[PATCH] D42800: Let CUDA toolchain support amdgpu target

Mon Feb 5 14:18:47 PST 2018

gregrodgers added a comment.

Here my replys to the inline comments.   Everything should be fixed in the next revision.

================
Comment at: include/clang/Basic/Cuda.h:79
   COMPUTE_72,
+  COMPUTE_GCN,
 };
----------------
t-tye wrote:
> Suggest using amdgcn which matches the architecture name in https://llvm.org/docs/AMDGPUUsage.html#processors .
Yes,  I will add them in the update.

================
Comment at: include/clang/Basic/Cuda.h:79
   COMPUTE_72,
+  COMPUTE_GCN,
 };
----------------
gregrodgers wrote:
> t-tye wrote:
> > Suggest using amdgcn which matches the architecture name in https://llvm.org/docs/AMDGPUUsage.html#processors .
> Yes,  I will add them in the update.
Done in next update

================
Comment at: lib/Basic/Targets/AMDGPU.cpp:437
+      case CudaArch::UNKNOWN:
+        assert(false && "No GPU arch when compiling CUDA device code.");
+        return "";
----------------
arsenm wrote:
> llvm_unreachable
Fixed in next update

================
Comment at: lib/Basic/Targets/AMDGPU.h:85
     return TT.getEnvironmentName() == "amdgiz" ||
+           TT.getOS() == llvm::Triple::CUDA ||
            TT.getEnvironmentName() == "amdgizcl";
----------------
yaxunl wrote:
> t-tye wrote:
> > We still want to use the amdhsa OS for amdgpu which currently supports the different environments.
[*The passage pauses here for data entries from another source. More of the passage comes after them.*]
PR #14753, opened 2024-05-22
Added exif to required extensions

snipe:
As of a few versions ago, we started requiring php-exif - which is *usually* installed by default but on some distros it isn't. This adds the dependency to the `upgrade.php` so we can shortcut the upgrade (as we do with other missing extensions) if it's not installed or not enabled.


uberbrady (approved):
LGTM! 👍

PR #14776, opened 2024-05-28
Cache lookups for actionlog expansions so it runs faster in a loop

uberbrady:
This should speed up lookups needed by the ActionLogTransformer to display what has changed in an actionlog


snipe:
After discussion, opening another PR

PR #14778, opened 2024-05-28
Allows Snipe-ITv7 to install on PHPv8.1-8.3

uberbrady:
I had to replace lcobucci/clock with okvpn/clock-lts - which is a straight clone, but with a wider set of PHP versions that it permits. This does introduce a potential risk whereby if that repo disappears from packagist, we could run into trouble running `composer install` - but it also means that Snipe-IT v7 will install on a wider list of PHP versions, which is _very_ good for us. And that risk is no different than any other risk with any other package that we have in the `composer.json` file, so it seems acceptable to me.

Please pardon the accidental alphabetization of the composer.json file - I used `composer require` to include the new package, and that apparently alphabetizes everything. The actual change this implements is still pretty readable regardless, so I left it in. Happy to back that part out though.


uberbrady:
(Ouch, what-the-diff did _not_ figure out what this change did at all - oh well, win some, lose some)

marcusmoore:
Tests should be green with #14779 and #14780.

So can cuda simply support the same environments? Is the plan is to eliminate the environments and simply always use the default address space for generic so this code is no longer needed?
> Currently we already use amdgiz by default. This is no longer needed.
removed in next update

================
Comment at: lib/Driver/ToolChains/Cuda.cpp:359-361
+  addBCLib(C, Args, CmdArgs, LibraryPaths, "opencl.amdgcn.bc");
+  addBCLib(C, Args, CmdArgs, LibraryPaths, "ockl.amdgcn.bc");
+  addBCLib(C, Args, CmdArgs, LibraryPaths, "irif.amdgcn.bc");
----------------
arsenm wrote:
> Why is this done under an NVPTX:: class
Because we are not creating a new toolchain for AMDGCN.  We modify the logic in the tool constructor as needed for AMDGCN, keeping the ability to provide a set of mixed targets. 

================
Comment at: lib/Driver/ToolChains/Cuda.cpp:403-415
+  // If Verbose, save input for llc in /tmp and print all symbols
+  if (Args.hasArg(options::OPT_v)) {
+    ArgStringList nmArgs;
+    nmArgs.push_back(ResultingBitcodeF);
+    nmArgs.push_back("-debug-syms");
+    const char *nmExec = Args.MakeArgString(C.getDriver().Dir + "/llvm-nm");
+    C.addCommand(llvm::make_unique<Command>(JA, *this, nmExec, nmArgs, Inputs));
----------------
Hahnfeld wrote:
> This never gets cleaned up!
OK, Deleted in revision. 

================
Comment at: lib/Driver/ToolChains/Cuda.cpp:531-534
+  SmallString<256> OutputFileName(Output.getFilename());
+  if (JA.isOffloading(Action::OFK_OpenMP))
+    llvm::sys::path::replace_extension(OutputFileName, "cubin");
+  CmdArgs.push_back(Args.MakeArgString(OutputFileName));
----------------
Hahnfeld wrote:
> That is already done in `TC.getInputFilename(Output)` (since rC318763), the same function call that you are removing here...
Fixed in next update

================
Comment at: lib/Driver/ToolChains/Cuda.cpp:639-640
+    CmdArgs2.push_back(Args.MakeArgString(Output.getFilename()));
+    const char *Exec2 =
+        Args.MakeArgString(C.getDriver().Dir + "/clang-fixup-fatbin");
+    C.addCommand(
----------------
Hahnfeld wrote:
> `clang-fixup-fatbin` is not upstreamed and won't work. Sounds like a horrible name btw...
Major cleanup here in the next update.  It is not a bad name when you see the update and the comments in the update. 

================
Comment at: lib/Driver/ToolChains/Cuda.cpp:788-793
+  // Do not add -link-cuda-bitcode or ptx42 features if gfx
+  for (Arg *A : DriverArgs)
+    if (A->getOption().matches(options::OPT_cuda_gpu_arch_EQ) &&
+        StringRef(A->getValue()).startswith("gfx"))
+      return;
+
----------------
Hahnfeld wrote:
> You should use `GpuArch` which comes from `DriverArgs.getLastArgValue`: The last `-march` overrides previous arguments.
Nice catch.  I will fix this in the next update. 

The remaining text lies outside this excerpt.